My Mac laptops tend to last a lot longer than three years... I generally get a new one to get a faster processor, not because of any hardware failure or wearing out. I recently gave my 2002 iBook to my brother. It still works great (but not really fast, as 500mHz), and it was my main computer for years. I even still have my 1994 Mac laptop, but it doesn't get used, as the upgraded processor speed is something like 100mHz (and the battery is dead, dead, dead).

As far as having MS Office "now", Word and Excel have pretty much always been on the Mac. They were both Mac graphical apps back in 1984 when they were still character-based apps on the PC (before Windows even existed). MS Access (the database) isn't ever going to be available on the Mac because A.) it's written in assembly language, so would have to be done from scratch, and B.) there's not much point in having it on the Mac, Filemaker Pro is already there.

Mike


----------



## _Sheila_ (Jan 4, 2011)

I own a Mac Book Pro and a Mac Book Air.

I use them both as true laptops.

The Mac Book Pro gets HOT - really hot.

The Mac Book Air does not.

I love Mac.  

Sheila


----------



## Mike D. aka jmiked (Oct 28, 2008)

Jessica Billings said:


> Good to know! The ones we have at work are all the same - one button and a spinny wheel that doesn't really work.  I'm guessing that's the mouse that came with all the imacs.


Every mouse I've ever gotten with a Mac is still in the packaging. I use my trusty Logitech scroll-wheel two-button mouse. It's not even cordless (although I'm thinking of changing that).  

Mike


----------



## ◄ Jess ► (Apr 21, 2010)

Neo said:


> You can right click on those too - my old mac mouse, which was exactly as you describe (and was bought in 2006) did, so I'm positive your 2 year old ones do too: you just need to set it up for that: go into system preferences, choose the mouse, and select enable right click. And voila!
> 
> Hope it helps you enjoy it a bit more


I am definitely trying that next time I go into work!! Thank you!


----------



## pitbullandfire (Nov 27, 2011)

_Sheila_ said:


> The Mac Book Pro gets HOT - really hot.


Is this normal? Do you need one of those under the laptop fan bases?


----------



## Klip (Mar 7, 2011)

Jessica Billings said:


> I am definitely trying that next time I go into work!! Thank you!
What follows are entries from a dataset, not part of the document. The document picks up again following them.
PR #339, opened 2017-02-22
Add experimental support for pod security policies

soellman:
This adds support for enabling pod security policies.

Note - this only enables the admission controller and does not create any pod security policies or bindings themselves. This is a similar issue to #230 in that one might argue kube-aws should also provide some minimal pod security policies so that basic pods can be admitted to the cluster before the administrator affects their own policies and rolebindings.

Unlike #230, however, enabling this doesn't result in a "broken cluster" at like the missing RBAC roles did; the kubernetes components work with PSPs enabled.

I have not done exhaustive testing about the ramifications of having PSPs enabled but having no policies, but I think it's worth having this patch in kube-aws so the administrator can make their own choices about how to initialize the cluster objects. Thanks!

### DIFF
--- a/core/controlplane/config/config.go
+++ b/core/controlplane/config/config.go
@@ -26,6 +26,11 @@ const (
 
 func NewDefaultCluster() *Cluster {
 	experimental := Experimental{
+		Admission{
+			PodSecurityPolicy{
+				Enabled: false,
+			},
+		},
 		AuditLog{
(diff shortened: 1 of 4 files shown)


mumoshu:
Thanks @soellman. This looks nice to me 👍 
Let's merge and see how everyone uses this.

If that does not work for some reason, or you are temporarily on a machine that does not have the settings set to enable right clicking, you can also get the right click effect by holding down the CTRL key on the keyboard while clicking.


----------



## Neo (Mar 30, 2009)

Cobbie said:


> Mike, I predict you will _love_ a cordless mouse. I have a partners' desk in my home office (think TV show "The Nanny", same style and size desk, huge....lol) and I've had a Logitech cordless for several years. I'm changing from PC to Mac soon and that's one of the first questions I asked, can I use a Logitech cordless mouse and keyboard.


Ah but *Cobbie*, I predict that you will just LOVE the Mac Magic Mouse


----------



## pitbullandfire (Nov 27, 2011)

Neo said:


> Ah but *Cobbie*, I predict that you will just LOVE the Mac Magic Mouse


That Mac Magic Mouse looks AWESOME!!!!


----------



## tinytoy (Jun 15, 2011)

Once you go MAC you never go back.


That is all.  Carry on.


----------



## pitbullandfire (Nov 27, 2011)

tinytoy said:


> Once you go MAC you never go back.
> 
> That is all. Carry on.


ROFL LMAO


----------



## Mike D. aka jmiked (Oct 28, 2008)

pitbullandfire said:


> Is this normal? Do you need one of those under the laptop fan bases?


My MacBook (not MacBook Pro) gets warm, but not hot. This might be a side effect of having a polycarbonate case instead of aluminum.

At home, I've always used a sheet of masonite cut to the size of the computer with some spacers I got at a hardware store at each corner. It gives the computer about a quarter of an inch of air space beneath.

Mike


----------



## *DrDLN* (dr.s.dhillon) (Jan 19, 2011)

SheenahFreitas said:


> A computer lasting 3-5 years is pretty good if you think about, because eventually you're going to have to update anyways. ...


Mine had been lasting longer than that. I normally buy Sony laptop and one of the first computers I had was Gateway. It never broke, I upgraded many times and then it was too outdated to use anymore. But was functioning when I got rid off. I do use security. I don't think there is age limit. How much it varies from brand to brand, I don't know.


----------



## Neo (Mar 30, 2009)

Cobbie said:


> LOL....if you insist.......and only if I can combine it with a wireless keyboard that has a 10-key.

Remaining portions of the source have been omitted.